▶ Dataset content:

PR #3932, opened 2025-02-04
Update multidim-schema.json

rakyi:
* Add `grapherConfigSchema`
* Add `metadata` to top level and view level
* Add a new way to specify indicators with an object with an optional `display` override
* Remove unused properties `dimensions_title` and `name`
* Use refs instead of reproducing the grapher config

I used [this JSON schema viewer](https://json-schema.app/start) to view the config and confirm it's correct.


schemas/multidim-schema.json
```diff
@@ -740,222 +178,243 @@
         "views"
     ],
     "$defs": {
-        "axis": {
+        "indicatorConfig": {
```
rakyi, line 181: This is a new way to specify the indicator introduced for the display override.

▶ Required action: Each line in the data is to be written out precisely.

▶ Your solution:
PR #3932, opened 2025-02-04
Update multidim-schema.json

rakyi:
* Add `grapherConfigSchema`
* Add `metadata` to top level and view level
* Add a new way to specify indicators with an object with an optional `display` override
* Remove unused properties `dimensions_title` and `name`
* Use refs instead of reproducing the grapher config

I used [this JSON schema viewer](https://json-schema.app/start) to view the config and confirm it's correct.


schemas/multidim-schema.json
```diff
@@ -740,222 +178,243 @@
         "views"
     ],
     "$defs": {
-        "axis": {
+        "indicatorConfig": {
```
rakyi, line 181: This is a new way to specify the indicator introduced for the display override.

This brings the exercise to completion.